С этими словами он повел их вверх и вниз по отрогу, где крэнки готовились к отправлению. Их было меньше, чем прежде, и многие пребывали в крайней стадии своей необычной болезни, когда вся кожа покрывалась пятнами. Большая их часть стояла или сидела на корточках в одиночестве, но некоторые поддерживали совсем ослабевших под руки или несли их на соломенных матрасах. Все молчали. Барон Гроссвальд поставил стол и разместил на нем хитроумные устройства, дабы повторить на языке крэнков слова Дитриха.
— Ты должен поспешить, — сказал он по закрытому каналу связи, — иначе наша решимость может поколебаться.

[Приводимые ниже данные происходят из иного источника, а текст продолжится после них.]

PR #513, opened 2022-09-23
Use parameterised queries for ClickHouse

roborourke:
`$wpdb->prepare` is less appropriate and less powerful compared to ClickHouse built in parameterised value substitution.

This also normalises and corrects a few things such as date ranges, datetime types and the use of the `blog_id` column rather than the attribute as this is part of the sorting key for the table.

Дитрих кивнул в знак понимания и облачился в пурпурные одежды, используемые на мессе, — дело касалось странников и богомольцев. Конечно, он не служил литургию, но по такому случаю молитвы были более чем уместны.
Пастор перекрестился.
— In nomine Patris, et Filii, et Spiritus Sancti… [246] — Несколько крэнков повторили жест за ним. Ветер зашумел, сгибая ветви и заставляя присутствующих наклоняться. — Призри на меня, Господи, — начал Дитрих, — и помилуй меня, как поступаешь с любящими имя Твое. Утверди стопы мои в слове Твоем и не дай овладеть мною никакому беззаконию. Господи Иисусе Христе, Боже наш, истинный и живой Путь, странствовавший с Иосифом и с Пречистой Твоей Матерью девой в Египет, возжелавший идти с Лукой и Клеопой в Эммаус! И ныне смиренно молим Тебя, Владыко Пресвятый, с рабами Твоими Твоей благодатью пребудь. И, как рабу Твоему Товии, ангела-хранителя и наставника пошли, сохраняющего и избавляющего их от всякого злого действия видимых и невидимых врагов и наставляющего к исполнению заповедей Твоих, в мире же и благополучии и здравии сохраняющего и невредимыми и благополучными возвращающего. И даруй им все благое свое намерение во славу Твою исполнить. Ибо Ты волен миловать и спасать нас, и Тебе славу воссылаем со Безначальным Твоим Отцом и с Пресвятым и Благим и Животворящим Твоим Духом, ныне и всегда и во веки веков. Аминь.